- Opening Delimiter -
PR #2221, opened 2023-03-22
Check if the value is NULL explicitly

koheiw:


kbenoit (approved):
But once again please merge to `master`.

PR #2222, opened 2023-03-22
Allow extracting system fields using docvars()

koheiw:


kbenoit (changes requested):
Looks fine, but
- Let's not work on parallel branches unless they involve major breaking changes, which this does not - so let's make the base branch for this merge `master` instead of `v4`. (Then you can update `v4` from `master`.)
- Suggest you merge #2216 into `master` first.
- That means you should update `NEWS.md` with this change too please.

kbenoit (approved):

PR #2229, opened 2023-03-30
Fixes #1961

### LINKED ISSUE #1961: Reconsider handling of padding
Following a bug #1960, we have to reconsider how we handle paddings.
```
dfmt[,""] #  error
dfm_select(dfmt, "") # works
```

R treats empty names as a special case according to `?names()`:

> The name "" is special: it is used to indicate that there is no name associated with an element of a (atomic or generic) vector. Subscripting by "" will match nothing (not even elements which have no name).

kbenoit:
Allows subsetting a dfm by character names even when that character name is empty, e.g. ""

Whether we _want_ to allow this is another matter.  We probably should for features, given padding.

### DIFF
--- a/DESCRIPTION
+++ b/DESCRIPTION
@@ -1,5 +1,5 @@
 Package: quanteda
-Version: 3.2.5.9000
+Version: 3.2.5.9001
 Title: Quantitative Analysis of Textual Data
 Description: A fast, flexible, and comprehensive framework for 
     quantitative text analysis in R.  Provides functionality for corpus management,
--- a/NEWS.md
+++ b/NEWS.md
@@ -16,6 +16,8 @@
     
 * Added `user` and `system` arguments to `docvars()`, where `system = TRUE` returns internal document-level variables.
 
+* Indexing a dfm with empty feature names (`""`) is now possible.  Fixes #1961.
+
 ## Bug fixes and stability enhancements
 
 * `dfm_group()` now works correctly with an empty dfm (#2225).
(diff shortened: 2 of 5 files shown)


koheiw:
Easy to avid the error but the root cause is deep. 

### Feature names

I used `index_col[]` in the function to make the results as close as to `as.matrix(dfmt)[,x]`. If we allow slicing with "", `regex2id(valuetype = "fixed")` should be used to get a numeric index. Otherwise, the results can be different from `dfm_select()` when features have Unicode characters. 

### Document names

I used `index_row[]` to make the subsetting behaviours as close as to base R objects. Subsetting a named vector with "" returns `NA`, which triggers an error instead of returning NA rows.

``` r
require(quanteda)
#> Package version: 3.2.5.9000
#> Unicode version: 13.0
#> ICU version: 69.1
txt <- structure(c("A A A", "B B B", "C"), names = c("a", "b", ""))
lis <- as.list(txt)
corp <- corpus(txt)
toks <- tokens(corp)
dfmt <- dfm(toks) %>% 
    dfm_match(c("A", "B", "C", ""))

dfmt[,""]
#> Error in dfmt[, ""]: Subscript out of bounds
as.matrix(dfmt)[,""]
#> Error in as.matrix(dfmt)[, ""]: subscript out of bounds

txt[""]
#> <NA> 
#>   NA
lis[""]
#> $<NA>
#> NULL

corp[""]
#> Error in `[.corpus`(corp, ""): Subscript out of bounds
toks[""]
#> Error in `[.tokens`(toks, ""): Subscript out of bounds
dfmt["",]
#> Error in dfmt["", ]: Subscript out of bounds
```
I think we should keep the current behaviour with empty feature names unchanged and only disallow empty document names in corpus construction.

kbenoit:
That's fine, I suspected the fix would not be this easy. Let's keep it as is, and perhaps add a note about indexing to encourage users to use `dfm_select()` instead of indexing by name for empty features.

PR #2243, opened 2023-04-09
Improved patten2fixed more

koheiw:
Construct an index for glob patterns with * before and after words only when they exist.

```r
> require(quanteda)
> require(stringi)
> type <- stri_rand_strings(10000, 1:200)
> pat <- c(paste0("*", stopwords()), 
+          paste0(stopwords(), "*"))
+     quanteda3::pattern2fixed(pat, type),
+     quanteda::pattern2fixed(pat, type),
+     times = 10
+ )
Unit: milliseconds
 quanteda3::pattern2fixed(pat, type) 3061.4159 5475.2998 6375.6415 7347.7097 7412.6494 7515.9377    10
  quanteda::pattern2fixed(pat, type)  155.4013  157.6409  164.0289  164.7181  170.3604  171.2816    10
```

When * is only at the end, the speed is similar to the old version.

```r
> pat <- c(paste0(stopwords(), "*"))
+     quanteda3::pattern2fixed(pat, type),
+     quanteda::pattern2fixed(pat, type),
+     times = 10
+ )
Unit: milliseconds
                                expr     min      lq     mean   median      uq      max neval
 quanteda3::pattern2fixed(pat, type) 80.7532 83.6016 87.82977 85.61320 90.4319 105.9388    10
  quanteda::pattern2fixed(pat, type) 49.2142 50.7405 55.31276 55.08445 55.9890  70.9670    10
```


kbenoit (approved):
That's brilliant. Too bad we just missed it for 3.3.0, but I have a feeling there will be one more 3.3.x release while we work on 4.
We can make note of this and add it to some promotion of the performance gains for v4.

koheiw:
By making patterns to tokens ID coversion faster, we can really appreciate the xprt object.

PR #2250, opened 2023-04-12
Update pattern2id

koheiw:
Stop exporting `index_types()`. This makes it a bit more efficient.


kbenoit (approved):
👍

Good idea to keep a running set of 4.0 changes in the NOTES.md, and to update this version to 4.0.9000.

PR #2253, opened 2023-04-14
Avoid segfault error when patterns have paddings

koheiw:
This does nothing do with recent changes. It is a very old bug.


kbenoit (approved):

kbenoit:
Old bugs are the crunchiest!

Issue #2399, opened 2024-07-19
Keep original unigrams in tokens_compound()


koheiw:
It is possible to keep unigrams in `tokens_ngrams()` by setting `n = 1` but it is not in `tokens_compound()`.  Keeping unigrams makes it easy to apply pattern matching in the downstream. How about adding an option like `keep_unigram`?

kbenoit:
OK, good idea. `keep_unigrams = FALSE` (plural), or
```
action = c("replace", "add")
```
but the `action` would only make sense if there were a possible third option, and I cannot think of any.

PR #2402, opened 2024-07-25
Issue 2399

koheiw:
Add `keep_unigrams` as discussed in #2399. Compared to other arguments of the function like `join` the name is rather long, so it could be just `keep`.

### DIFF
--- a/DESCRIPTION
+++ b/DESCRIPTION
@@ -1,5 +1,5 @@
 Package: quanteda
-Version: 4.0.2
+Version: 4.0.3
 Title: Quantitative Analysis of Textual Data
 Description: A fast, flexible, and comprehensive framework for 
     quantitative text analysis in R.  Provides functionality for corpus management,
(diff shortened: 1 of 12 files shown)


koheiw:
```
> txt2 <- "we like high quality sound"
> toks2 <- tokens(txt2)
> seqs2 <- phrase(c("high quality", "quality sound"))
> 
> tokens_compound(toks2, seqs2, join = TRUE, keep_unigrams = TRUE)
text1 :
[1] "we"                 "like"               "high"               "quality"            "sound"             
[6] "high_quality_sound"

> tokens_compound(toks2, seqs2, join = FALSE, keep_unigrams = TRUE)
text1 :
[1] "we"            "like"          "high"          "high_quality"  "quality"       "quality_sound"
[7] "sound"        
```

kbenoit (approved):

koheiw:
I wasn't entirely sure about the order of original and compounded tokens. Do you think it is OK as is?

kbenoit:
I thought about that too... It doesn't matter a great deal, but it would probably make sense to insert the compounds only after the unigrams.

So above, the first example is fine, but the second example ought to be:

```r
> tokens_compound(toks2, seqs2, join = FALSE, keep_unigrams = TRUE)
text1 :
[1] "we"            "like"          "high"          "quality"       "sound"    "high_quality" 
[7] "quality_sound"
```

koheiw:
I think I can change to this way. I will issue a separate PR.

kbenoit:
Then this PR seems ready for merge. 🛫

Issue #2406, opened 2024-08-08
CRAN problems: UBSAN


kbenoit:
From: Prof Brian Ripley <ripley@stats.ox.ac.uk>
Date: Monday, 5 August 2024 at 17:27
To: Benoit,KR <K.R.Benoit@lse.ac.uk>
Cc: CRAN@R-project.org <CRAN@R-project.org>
- Closing Delimiter -
Quote every line from the beginning of the entries up to and including the line that contains "Looks fine, but".

▶ **Task output**
PR #2221, opened 2023-03-22
Check if the value is NULL explicitly

koheiw:


kbenoit (approved):
But once again please merge to `master`.

PR #2222, opened 2023-03-22
Allow extracting system fields using docvars()

koheiw:


kbenoit (changes requested):
Looks fine, but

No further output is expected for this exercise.